I want to know about the definite articles, is there a rule or something similar to how the articles work? I was thinking for example when translating from English to Macedonian. Every time *THE* is used, do you use a article? Or are there some rules, that sometimes if a word/sentence in English uses the definite article, it is not always possible in Macedonian to also use a article.

Sorry if it sounds confusing.


----------



## Christo Tamarin

cr00mz said:


> Hello
> 
> I want to know about the definite articles, is there a rule or something similar to how the articles work? I was thinking for example when translating from English to Macedonian. Every time *THE* is used, do you use a article? Or are there some rules, that sometimes if a word/sentence in English uses the definite article, it is not always possible in Macedonian to also use a article.
> 
> Sorry if it sounds confusing.


Yes, of course. However, please keep in mind that there are small difference in using definite articles between such languages as English, French/Spanich, German.
The usage of definite articles in Bulgarian/Macedonian is close to German, not so close to English.


----------



## iobyo

It would probably be impossible to explain all the differences in one thread, but I've found a major one:



			
				Wikipedia said:
			
		

> However, in English, unlike in some other languages such as French, the definite article is absent before familiar but intangible concepts such as "happiness": _Happiness is contagious_ is correct, whereas _The happiness is contagious_ is not unless a very specific example of happiness is referred to. _The_ is also omitted when the noun refers to a generic mass object (_Coffee grows in Colombia_) or to a generic collection of countable objects (_Cars have_ _accelerators_).





_Среќата е заразна_ ('Happiness is contagious'), but: 
_Кафе расте во Коломбија_ ('Coffee grows in Colombia');
_Кафето расте во Коломбија_ ('The [particular] coffee [which we are/were talking about] grows in Colombia'); 
 
_Коли имаат педали за гас _('Cars have gas pedals');
_Колите имаат педали за гас_ ('The [particular] cars [which we are/were talking about] have gas pedals').


----------



## cr00mz

@Christo Tamarin 
OK, I learned German in school, unfortunately i have forgotten a lot of grammatic.

@Iobyo

OK, do you have some information about the use of articles, some articles (for reading)


----------



## Marski

iobyo said:


> It would probably be impossible to explain all the differences in one thread, but I've found a major one:
> 
> 
> 
> 
> _Среќата е заразна_ ('Happiness is contagious'), but:
> _Кафе расте во Коломбија_ ('Coffee grows in Colombia');
> _Кафето расте во Коломбија_ ('The [particular] coffee [which we are/were talking about] grows in Colombia');
> 
> _Коли имаат педали за гас _('Cars have gas pedals');
> _Колите имаат педали за гас_ ('The [particular] cars [which we are/were talking about] have gas pedals').

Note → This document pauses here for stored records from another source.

PR #15998, opened 2025-07-22
Pipe: Handle existing hardlink in createHardLink method

SteveYurongSu:
Adds logic to check if a hardlink already exists when creating a hardlink. If the existing file matches the source (by MD5), a warning is logged and creation is skipped. If not, the existing file is deleted and creation is retried, with error handling and logging for failures.


Caideyipi (approved):
LGTM

PR #16070, opened 2025-07-31
[AINode] Add callback and release resources

yunbow30944:
## Description

+ shutdown the inference_manager when stop is called
+ optimize the log

### DIFF
--- a/iotdb-core/ainode/ainode/core/ainode.py
+++ b/iotdb-core/ainode/ainode/core/ainode.py
@@ -159,6 +159,7 @@ class AINode:
     def stop(self):
         if not self._stop_event.is_set():
             self._stop_event.set()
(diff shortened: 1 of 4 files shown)


iotdb-core/ainode/ainode/core/ainode.py
```diff
@@ -159,6 +159,7 @@ def _handle_signal(self, signum, frame):
     def stop(self):
         if not self._stop_event.is_set():
             self._stop_event.set()
+            self._rpc_handler._inference_manager.shutdown()
```
CRZbulabula: We'd better shutdown the `rpc_handler` rather than specific service belongs to the `rpc_handler`

CRZbulabula (changes requested):
PTAL

CRZbulabula (approved):
LGTM

PR #16103, opened 2025-08-05
Implement last cache optimize for query like select last(s1), last(s1, time), last(s2), last(s2, time)

Wei-hao-Li:
Last Cache hit condition: 
1. Select items are all made up of `last` or `last_by`;
2. For `last_by`, the first argument category type can be `tag`, `attribute` or `time`, the second can only be `measurement`.

Example:
Schema of table1
image
Hit cases:
`select last(s1),last(device),last(time) from table1`;
`select last(s1),last_by(time,s1),last_by(device,s1) from table1`
Miss cases:
`select last(s1),last_by(s1,time) from table1`;
`select last(s1),last_by(s2,s1) from table1`

**Performance Test**
Data generation：disable out_of_order write，1000 device * 50 sensor，client_number=10，loop=100，batch_size=100，disable all compaction
image

### DIFF
--- a/integration-test/src/test/java/org/apache/iotdb/relational/it/db/it/IoTDBMultiTAGsWithAttributesTableIT.java
+++ b/integration-test/src/test/java/org/apache/iotdb/relational/it/db/it/IoTDBMultiTAGsWithAttributesTableIT.java
@@ -27,7 +27,6 @@ import org.apache.iotdb.rpc.TSStatusCode;
 
 import org.junit.AfterClass;
 import org.junit.BeforeClass;
-import org.junit.ComparisonFailure;
 import org.junit.Test;
 import org.junit.experimental.categories.Category;
 import org.junit.runner.RunWith;
@@ -2546,8 +2545,7 @@ public class IoTDBMultiTAGsWithAttributesTableIT {
     sql =
         "select level, attr1, device, attr2, last(time),last(device),last(level),last(attr1),last(attr2),"
             + "last_by(time,num),last_by(time,bignum),last_by(time,floatnum) from table0 where time>1971-04-26T17:46:40.000 group by attr1, device, attr2, level order by device,level,attr1,attr2";
-   repeatTest(sql, expectedHeader, retArray, DATABASE_NAME, 3);
-
+    repeatTest(sql, expectedHeader, retArray, DATABASE_NAME, 3);
 
     expectedHeader = new String[] {"_col0", "_col1"};
     retArray = new String[] {"null,null,"};


iotdb-core/datanode/src/main/java/org/apache/iotdb/db/queryengine/execution/operator/source/relational/aggregation/LastAccumulator.java
```diff
@@ -43,7 +43,7 @@ public class LastAccumulator implements TableAccumulator {
   protected TsPrimitiveType lastValue;
   protected long maxTime = Long.MIN_VALUE;
   protected boolean initResult = false;
-  protected boolean isTimeColumn = false;
+  protected final boolean isTimeColumn;
```
JackieTien97: It seems that it will only be used in sub class? Maybe we should move it into subClass

iotdb-core/datanode/src/main/java/org/apache/iotdb/db/queryengine/execution/operator/source/relational/aggregation/LastByAccumulator.java
```diff
@@ -63,14 +63,6 @@ public LastByAccumulator(
...
   }
 
-  public boolean xIsTimeColumn() {
-    return xIsTimeColumn;
-  }
-
-  public boolean yIsTimeColumn() {
-    return this.yIsTimeColumn;
-  }
-
```
JackieTien97, line 73: It seems that these two will only be used in sub class? Maybe we should move them into subClass

iotdb-core/datanode/src/main/java/org/apache/iotdb/db/queryengine/plan/planner/TableOperatorGenerator.java
```diff
@@ -3024,63 +3040,137 @@ private LastQueryAggTableScanOperator constructLastQueryAggTableScanOperator(
...
+          hitCachesIndexes.add(i);
+          lastRowCacheResults.add(lastByResult.get());
+          cachedDeviceEntries.add(node.getDeviceEntries().get(i));
         }
+      }
+    } else {
+      // LAST_VALUES optimize
+      lastValuesCacheResults = new ArrayList<>();
+      int measurementSize = parameter.getMeasurementColumnNames().size();
+      boolean needTime =
```
JackieTien97, line 3114: add some comments about this `needTime` field, when we need to set this field to `true`?

Actually, I'm a little bit confused by `parameter.getTimeColumnName() == null` since in my first impression, if it's null should mean that we don't need time column.

iotdb-core/datanode/src/main/java/org/apache/iotdb/db/queryengine/plan/relational/metadata/fetcher/cache/TableDeviceSchemaCache.java
```diff
@@ -314,8 +314,7 @@ public TimeValuePair getLastEntry(
   }
 
   /**
-   * Get the last {@link TimeValuePair}s of given measurements, the measurements shall never be
-   * "time".
+   * Get the last {@link TimeValuePair}s of given measurements, the measurements shall never be "".
```
JackieTien97: actually, you pass "" empty string into this method.

iotdb-core/datanode/src/main/java/org/apache/iotdb/db/queryengine/plan/planner/TableOperatorGenerator.java
```diff
@@ -3024,63 +3040,137 @@ private LastQueryAggTableScanOperator constructLastQueryAggTableScanOperator(
...
+                    node.getQualifiedObjectName().getDatabaseName(),
+                    node.getDeviceEntries().get(i).getDeviceID(),
+                    targetColumns);
+        boolean allHitCache = true;
+        if (lastResult != null) {
+          for (TimeValuePair timeValuePair : lastResult) {
+            if (timeValuePair == null
+                || timeValuePair.getValue() == null
+                || (updateTimeFilter != null
+                    && !LastQueryUtil.satisfyFilter(updateTimeFilter, timeValuePair))) {
```
JackieTien97: // the process logic should be same with tree model which examine if
              // `isFilterGtOrGe(seriesScanOptions.getGlobalTimeFilter())`, set
              // `lastByResult.get().getRight()[j] = EMPTY_PRIMITIVE_TYPE`,
              // but it should skip in table model

iotdb-core/datanode/src/main/java/org/apache/iotdb/db/queryengine/execution/operator/source/relational/LastQueryAggTableScanOperator.java
```diff
@@ -285,11 +295,202 @@ private void buildResultUseLastCache() {
     currentHitCacheIndex++;
   }
 
-  private void updateLastCacheIfPossible() {
-    if (!needUpdateCache) {
-      return;
+  private void buildResultUseLastValuesCache() {
+    appendGroupKeysToResult(cachedDeviceEntries, currentHitCacheIndex);
+    TimeValuePair[] currentHitResult = lastValuesCacheResults.get(currentHitCacheIndex);
+    // there is no problem when the cache result doesn't contain time column, because we will not
```
JackieTien97:
```suggestion
    // there is no problem when the cache result doesn't contain time column, because if in such case we will not
```

iotdb-core/datanode/src/main/java/org/apache/iotdb/db/queryengine/execution/operator/source/relational/LastQueryAggTableScanOperator.java
```diff
@@ -285,11 +295,202 @@ private void buildResultUseLastCache() {
...
+        case TAG:
+          String id =
+              getNthIdColumnValue(
+                  cachedDeviceEntries.get(currentHitCacheIndex), aggColumnsIndexArray[columnIdx]);
+          if (aggregator.getAccumulator() instanceof LastDescAccumulator) {
+            if (id == null) {
+              if (aggregator.getStep().isOutputPartial()) {
+                columnBuilder.writeBinary(
+                    new Binary(
+                        serializeTimeValue(getTSDataType(schema.getType()), lastRowTime, null)));
```
JackieTien97: won't NPE if you pass null?

JackieTien97: always append null is enough?

iotdb-core/datanode/src/main/java/org/apache/iotdb/db/queryengine/execution/operator/source/relational/LastQueryAggTableScanOperator.java
```diff
@@ -285,11 +295,202 @@ private void buildResultUseLastCache() {
...
+            int measurementIdx = aggColumnsIndexArray[aggregatorInputChannels.get(channel)];
+            long lastTime =
+                lastValuesCacheResults.get(currentHitCacheIndex)[measurementIdx].getTimestamp();
+
+            // last_by
+            if (id == null) {
+              if (aggregator.getStep().isOutputPartial()) {
+                columnBuilder.writeBinary(
+                    new Binary(
+                        serializeTimeValue(getTSDataType(schema.getType()), lastTime, true, null)));
```
JackieTien97, line 353: same as `TAG`

iotdb-core/datanode/src/main/java/org/apache/iotdb/db/queryengine/execution/operator/source/relational/LastQueryAggTableScanOperator.java
```diff
@@ -285,11 +295,202 @@ private void buildResultUseLastCache() {
...
+                          getTSDataType(schema.getType()),
+                          lastTime,
+                          false,
+                          new TsPrimitiveType.TsLong(lastTime))));
+            } else {
+              columnBuilder.writeTsPrimitiveType(new TsPrimitiveType.TsLong(lastTime));
+            }
+          }
+          break;
+        case FIELD:
```
JackieTien97, line 471: there is no difference between `LastDescAccumulator` and `LastBy` for FIELD?

iotdb-core/datanode/src/main/java/org/apache/iotdb/db/queryengine/execution/operator/source/relational/LastQueryAggTableScanOperator.java
```diff
@@ -365,12 +566,84 @@ private void updateLastCacheIfPossible() {
...
+                  new TimeValuePair(
+                      lastAccumulator.getMaxTime(),
+                      new TsPrimitiveType.TsLong(lastAccumulator.getMaxTime())));
+            } else {
+              TABLE_DEVICE_SCHEMA_CACHE.updateLastCacheIfExists(
+                  dbName,
+                  currentDeviceEntry.getDeviceID(),
+                  new String[] {""},
+                  new TimeValuePair[] {EMPTY_TIME_VALUE_PAIR});
+            }
```
JackieTien97: Should last row be same as here?

JackieTien97 (changes requested):
Add some perf experiment results and current last cache hit condition in pr descriptions

iotdb-core/datanode/src/main/java/org/apache/iotdb/db/queryengine/execution/operator/source/relational/LastQueryAggTableScanOperator.java
JackieTien97: if (tsPrimitiveType == EMPTY_PRIMITIVE_TYPE) always should append null

PR #16110, opened 2025-08-06
Skip TTL check when there is no ttl in the data region and no mods file

shuwenwei:
## Description
Skip TTL check when there is no ttl in the data region and no mods file


iotdb-core/node-commons/src/main/java/org/apache/iotdb/commons/schema/ttl/TTLCache.java
```diff
@@ -199,6 +199,48 @@ public long getDatabaseMaxTTL(String database) {
     return maxTTL;
   }
 
+  public boolean dataInDatabaseMayHaveTTL(String database) {
+    String[] nodeNames = database.split("\\.");
```
jt2594838: Cannot simply split because the database segment may contain '.'.

jt2594838 (approved):

PR #16131, opened 2025-08-08
[AINode] Decoupling inference manager into request_manager, pool_manager

yunbow30944:
## Description

+ Adding pool state and support state transfer
+ Decoupling inference manager into request_manager, pool_manager, pool_scheduler
+ Adding PoolGroup structure

### DIFF
--- a/iotdb-core/ainode/ainode/core/inference/pool_manager.py
+++ b/iotdb-core/ainode/ainode/core/inference/pool_manager.py
@@ -1,0 +1,160 @@
+# Licensed to the Apache Software Foundation (ASF) under one
+# or more contributor license agreements.  See the NOTICE file
+# distributed with this work for additional information
+# regarding copyright ownership.  The ASF licenses this file
+# to you under the Apache License, Version 2.0 (the
+# "License"); you may not use this file except in compliance
+# with the License.  You may obtain a copy of the License at
+#
+#     http://www.apache.org/licenses/LICENSE-2.0
+#
+# Unless required by applicable law or agreed to in writing,
+# software distributed under the License is distributed on an
+# "AS IS" BASIS, WITHOUT WARRANTIES OR CONDITIONS OF ANY
+# KIND, either express or implied.  See the License for the
+# specific language governing permissions and limitations
+# under the License.
+#
+from collections import defaultdict
+import threading
+from ainode.core.inference.inference_request import InferenceRequest
+from ainode.core.log import Logger
+from ainode.core.exception import (
+    InferenceModelInternalError,
+)
+from typing import Dict, Optional
+import torch.multiprocessing as mp
+from ainode.core.inference.inference_request_pool import InferenceRequestPool, PoolState
+import torch
+from ainode.core.inference.inference_request_pool_group import PoolGroup
+
+logger = Logger()
+
+
+class PoolManager:
+    """
+    A manager for handling inference request pools.
+    It handles the registration of pools, adding and removing requests,
+    and managing the state of each pool.
+    """
+
+    DEFAULT_DEVICE = torch.device("cpu")
+    # DEFAULT_DEVICE = torch.device("cuda" if torch.cuda.is_available() else "cpu")
+
+    def __init__(self):
+        # structure: {model_id: {pool_id: set(req_id)}}
+        self.pool_to_reqs: Dict[str, Dict[int, set[str]]] = defaultdict(
+            lambda: defaultdict(set)
+        )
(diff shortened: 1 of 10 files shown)


iotdb-core/ainode/ainode/core/inference/request_manager.py
```diff
@@ -0,0 +1,87 @@
...
+                )
+
+    def process_request(self, req):
+        infer_proxy = InferenceRequestProxy(req.req_id)
+        with self._result_wrapper_lock:
+            self._result_wrapper_map[req.req_id] = infer_proxy
+        # lazy initialization for first request
+        model_id = req.model_id
+        if model_id not in self._pool_manager.get_request_pool_map():
+            self._pool_scheduler._first_req_init(model_id)
```
CRZbulabula: Get the whole pool map for judging the existence is not a good implementation. I suggest to add a new interface in the `pool_manager`, which checks whether the specified pools exist. Subsequently, every requests will enter the synchronized function and wait until the first pool is initialized; otherwise, every requests can be dispatched immediately.

iotdb-core/ainode/ainode/core/inference/pool_manager.py
```diff
@@ -0,0 +1,160 @@
...
+            f"[Inference][Device-{self.DEFAULT_DEVICE}][Pool-{pool_idx}][ID-{req.req_id}] Request is queued for inference"
+        )
+
+    def _get_optimal_pool(self, model_id) -> int:
+        loads = []
+        for pool_idx in self.get_pool_ids(model_id):
+            load_count = self.get_load(model_id, pool_idx)
+            loads.append((pool_idx, load_count))
+        min_idx = min(loads, key=lambda x: x[1])[0]
+        return min_idx
```
CRZbulabula: In our current stage, I suggest we just employ intuitive schedule algorithms, eg. hash, random and round robin. Because probing the load of pools results in transimission between processes, or maintaining the `pool_to_reqs` and `req_to_pools`.

iotdb-core/ainode/ainode/core/inference/pool_manager.py
```diff
@@ -0,0 +1,160 @@
...
+            lambda: defaultdict(set)
+        )
+        # structure: {req_id: pool_id}
+        self.req_to_pool: Dict[str, int] = {}
+        # structure: {model_id: {pool_id: PoolState}}
+        self.pool_states: Dict[str, Dict[int, PoolState]] = defaultdict(dict)
+        # structure: {model_id: {pool_id: threading.RLock}}
+        self.pool_locks: Dict[str, Dict[int, threading.RLock]] = defaultdict(
+            lambda: defaultdict(threading.RLock)
+        )
```
CRZbulabula: Should further distinguish the read and write locks

iotdb-core/ainode/ainode/core/inference/request_manager.py
```diff
@@ -0,0 +1,87 @@
...
+)
+from ainode.core.log import Logger
+import torch.multiprocessing as mp
+from ainode.core.inference.pool_scheduler import PoolScheduler
+from ainode.core.inference.pool_manager import PoolManager
+
+logger = Logger()
+
+
+class RequestManager:
```
CRZbulabula: The term `manager` corresponds to highest abstract under the `RPCService`, use a different name to distinguish between the different levels.

CRZbulabula (changes requested):
PTAL

iotdb-core/ainode/ainode/core/inference/pool_scheduler.py
```diff
@@ -0,0 +1,123 @@
...
+    """
+
+    DEFAULT_DEVICE = torch.device("cpu")
+    # DEFAULT_DEVICE = torch.device("cuda" if torch.cuda.is_available() else "cpu")
+
+    def __init__(self, pool_manager: PoolManager, result_queue: mp.Queue):
+        self._pool_manager = pool_manager
+        self._result_queue = result_queue
+
+    @synchronized(threading.Lock())
```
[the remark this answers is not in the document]
CRZbulabula: Reconsider this comment, fix it or state ur reason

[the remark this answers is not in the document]
yunbow30944: `@synchronized(threading.Lock())` creates a single lock object at class definition time, 
so it is actually shared across all instances rather than creating a new one per method call. 

At the moment there is only one pool_scheduler globally, so the global lock is sufficient.

PR #1586, opened 2026-03-18
fix(alerting): Remove square brackets from email subject

### LINKED ISSUE #1563: Email alerts - threading doesn't work with Gmail due to square brackets in subject line
### Describe the bug

I've noticed some strange issues with threading of email alerts in Gmail. Specifically I see that different alerts get merged into a single email thread even though they have different subject lines. So for example I might have `Alert X` and `Alert Y` that both send emails - even though the subjects are different (`[Alert X] Alert triggered` vs. `[Alert Y] Alert triggered`) Gmail will merge those two emails into a single thread.

It looks like the reason for this is that Gmail ignores text in square brackets when creating threads, and since the alert name is in square brackets Gmail is just threading everything together since it's only matching on the "Alert triggered" text.

An easy fix would be to just remove the square brackets from the subject line here:

https://github.com/TwiN/gatus/blob/master/alerting/provider/email/email.go#L145-L151

However I realize that some people might prefer the square brackets, so another option could be to add a bool to the config that controls whether square brackets are used.

I have some Golang experience and I'd be happy to send a PR if you let me know how you'd like this to be implemented :)

Thanks so much for your work on this project!

### What do you see?

_No response_

_No response_

_No response_

### Version

5.35.0

### Additional information

_No response_

jaydeethree:
… resolve Gmail threading issues. Fixes #1563

## Summary

#1563

## Checklist

- [Not Applicable] Updated documentation in `README.md`, if applicable.

### DIFF
--- a/alerting/provider/email/email.go
+++ b/alerting/provider/email/email.go
@@ -143,10 +143,10 @@ func (provider *AlertProvider) Send(ep *endpoint.Endpoint, alert *alert.Alert, r
 func (provider *AlertProvider) buildMessageSubjectAndBody(ep *endpoint.Endpoint, alert *alert.Alert, result *endpoint.Result, resolved bool) (string, string) {
 	var subject, message string
 	if resolved {
-		subject = fmt.Sprintf("%s Alert resolved", ep.DisplayName())
+		subject = fmt.Sprintf("%s: Alert resolved", ep.DisplayName())
 		message = fmt.Sprintf("An alert for %s has been resolved after passing successfully %d time(s) in a row", ep.DisplayName(), alert.SuccessThreshold)
 	} else {
-		subject = fmt.Sprintf("%s Alert triggered", ep.DisplayName())
+		subject = fmt.Sprintf("%s: Alert triggered", ep.DisplayName())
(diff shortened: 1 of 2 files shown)


TwiN:
I think it'd make more sense to just remove the square brackets instead of swapping them for parentheses

jaydeethree:
> I think it'd make more sense to just remove the square brackets instead of swapping them for parentheses

Done.

alerting/provider/email/email.go
```diff
@@ -143,10 +143,10 @@ func (provider *AlertProvider) Send(ep *endpoint.Endpoint, alert *alert.Alert, r
 func (provider *AlertProvider) buildMessageSubjectAndBody(ep *endpoint.Endpoint, alert *alert.Alert, result *endpoint.Result, resolved bool) (string, string) {
 	var subject, message string
 	if resolved {
-		subject = fmt.Sprintf("[%s] Alert resolved", ep.DisplayName())
+		subject = fmt.Sprintf("%s Alert resolved", ep.DisplayName())
```
TwiN: Could you add `:` after `%s`? As in `%s: Alert resolved`

Sorry, I assumed there was already a colon after the brackets

jaydeethree: Done.

TwiN:

jaydeethree:
Sure thing, thank you for an awesome project!

PR #1597, opened 2026-03-24
docs: Update postgres volume bind mount

### LINKED ISSUE #1596: docs: Update the bind mount for the postgres docker example
In postgres 18 docker, the data directory has changed. The container will fail to start if the older /var/lib/postgresql/data is used.

[The new recommendation is to use /var/lib/postgresql.](https://hub.docker.com/_/postgres#pgdata)

The included docker compose example should reflect this change.

ClementPhan:
## Summary

This update the bind mount for the postgres docker compose example.

This will fix #1596

## Checklist

### DIFF
--- a/.examples/docker-compose-postgres-storage/compose.yaml
+++ b/.examples/docker-compose-postgres-storage/compose.yaml
@@ -2,7 +2,7 @@ services:
   postgres:
     image: postgres
     volumes:
-      - ./data/db:/var/lib/postgresql/data
+      - ./data/db:/var/lib/postgresql
     ports:
       - "5432:5432"
     environment:


amai2012:
If the data directory is version dependent, the example should use a proper tag for the postgres image.

ClementPhan:
I do not believe a version tag to be necessary. The example is already implicitly targeting the "latest" tag where the mount point has already changed and the example fails to launch the containers.

If a version was specified, it could indicate there is a specific version expected from Gatus. I have made this assumption in the past, for other projects.

Furthermore, while the data path is version dependent, the mount point is not. The Postgres container documentation shows that the database will keep the files in the new mount, even in future major versions.

There could be an issue if the user specified a version tag of < 18, but I do not believe this is in the scope of an example config. Please correct and edit the request if I am mistaken.

amai2012:
adding the image tag 18 would:

1. keep the example valid even if postgres 19 would change the data dir again
2. document a known combination to work

Actually the missing tag is not a weak point of your contribution, but on the example as it has been before.

PR #1603, opened 2026-03-28
fix: return error from rdapQuery when no expiration event found

### LINKED ISSUE #1570: domain_expiration function is jacked up
### Describe the bug

The domain within the ".net" TLD fails to properly check the domain registration date; however, it seems to work fine for ".com" TLDs.

Image

### What do you see?

_No response_

_No response_

_No response_

### Version

_No response_

### Additional information

_No response_

majiayu000:
Fixes #1570

`rdapQuery()` was silently returning a zero-value `ExpirationDate` when the RDAP
response didn't contain an expiration event. This meant `GetDomainExpiration` never
fell back to WHOIS for domains like .net where RDAP might not include expiration data.

Added a check after the event loop: if `ExpirationDate` is still zero, return an error
so the caller falls back to WHOIS as intended (client.go:73-74).

Also added a test case for a .net domain in `TestRdapQuery`.

### DIFF
--- a/client/client.go
+++ b/client/client.go
@@ -529,7 +529,7 @@ func rdapQuery(hostname string) (*whois.Response, error) {
 		}
 	}
 	if response.ExpirationDate.IsZero() {
-		return nil, errors.New("no expiration event found in RDAP response")
+		return nil, fmt.Errorf("no expiration event found in RDAP response for %s", hostname)
 	}
 	return &response, nil
 }
--- a/client/client_test.go
+++ b/client/client_test.go
@@ -55,6 +55,13 @@ func TestRdapQuery(t *testing.T) {
 	} else if response.ExpirationDate.Unix() <= 0 {
 		t.Error("expected to have a valid expiry date, got", response.ExpirationDate.Unix())
 	}
+	// .net domain: rdapQuery must either return a valid expiration or an error,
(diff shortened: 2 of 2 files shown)


TwiN:

n3gwg:
I stand most greatly appreciative of everyone that looked into this issue.
Might I ask how I will know when this new code has made it into the next version of the container or what version number would represent this code fix?

The reason I am asking is because I just entirely deleted and downloaded whatever is the currently available version of the container which states it is 7 hours old and I see that the code was merged 7 hours ago. Thus, I presume the container I have is the latest code. If so, then I sadly must state that the bug seems to be remaining stubbornly persistent. However, if I simply must wait a bit longer for the latest code to merge into the container I understand entirely.

Stuart, N3GWG

TwiN:
It should be available under the latest tag, but you may still have it cached. FWIW there was a build issue yesterday that I just fixed, so maybe that was the issue

n3gwg:
I downloaded this image:
$ docker images
docker.io/twinproduction/gatus  latest      a405b2f3eaf3  36 hours ago  49.4 MB

It seems to still have the bug persistent. Am I using the proper image that has the fix in it or is this wrong?

Thanks for your hard work on this thus far!

Stuart, N3GWG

"_Коли имаат педали за гас _('Cars have gas pedals');"

This doesn't sound right to me, I'd never use that expression without an article. It would be "_Колите имаат педали за гас._" for both situations and the meaning would have to be decided from context.


----------



## cr00mz

@Marski

To me the kafe sentence and cars sentence sounds similar, so if the first one can get by without article, why not the second? Unless it has something to do with verb "have".


----------



## Marski

I'm sorry for the very late answer, but yes, the kafe sentence needs the article too.


----------



## iobyo

On second thought, I'm tempted to think my fellow natives are correct.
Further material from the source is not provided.